Page:Vignon - Un drame en province - La Statue d Apollon.djvu/130

Le texte de cette page a été corrigé et est conforme au fac-similé.

La marquise suivait sa fille, et elle la regardait, d’un intraduisible regard, marcher au soleil sous son grand chapeau de paille, s’arrêter, de moment en moment, pour cueillir une fleur au bord des talus, traverser enfin, comme une fée, ce radieux décor de printemps plein de parfums, de brises douces, de verdure, de fleurs et de lumière, qui semblait fait tout exprès pour lui servir de cadre.
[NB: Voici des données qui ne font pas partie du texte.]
PR #1881, opened 2026-06-12
Fix: handle empty model choices in AngryTweets evaluation

saattrupdan:
## Summary

Fixes a bug where evaluating on AngryTweets sentiment classification raised `Sequences and scores must have the same length` when the model returned no choices for some samples.

## Changes

- In `_create_model_output`, append an empty score list (`scores.append([])`) alongside the empty sequence when a model response has no choices
- This keeps both lists in sync, preventing the length mismatch error

## Testing

The error occurred when evaluating on AngryTweets with 1320 sequences but only 1319 scores. This fix ensures that every iteration of the loop appends to both `sequences` and `scores`.

Closes #<issue-number-if-applicable>

### DIFF
--- a/CHANGELOG.md
+++ b/CHANGELOG.md
@@ -9,6 +9,10 @@ project adheres to [Semantic Versioning](http://semver.org/spec/v2.0.0.html).
 
 ### Fixed
 
+- Fixed a bug where evaluating on AngryTweets sentiment classification raised
+  `Sequences and scores must have the same length` when the model returned no choices for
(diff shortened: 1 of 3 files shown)


saattrupdan:
Addressed the review comment. The fix now:

1. Appends `None` (not empty list) for samples without choices
2. Initializes `sample_scores = None` for each sample and only overwrites if logprobs exist
3. Only returns non-`None` scores if at least one sample has logprobs

This keeps `sequences` and `scores` aligned while avoiding spurious non-`None` scores when no logprobs are available. @copilot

Que tout cela était beau !… Les condamnés à mort, lorsqu’ils contemplent la nature une dernière fois, en marchant au supplice, doivent lui trouver des splendeurs inconnues, et découvrir, tout à coup, des sens cachés à ses merveilles. Ainsi faisait Mme de Fayan, qui songeait que son sort se jouait en ce moment, et dont l’âme, en proie à des terreurs intenses, s’ouvrait pourtant à un charme délicieux. Il lui semblait rêver du paradis, sur un lit de camp, dans une forteresse assiégée, tandis que brûlait la mèche de la soute aux poudres.

Quand la mère et la fille arrivèrent à la chaumière de Jacquelette, elles trouvèrent tous les enfants sous la garde de l’aîné. Le père était aux champs, comme d’ordinaire, et la mère à causer dans le village, probablement.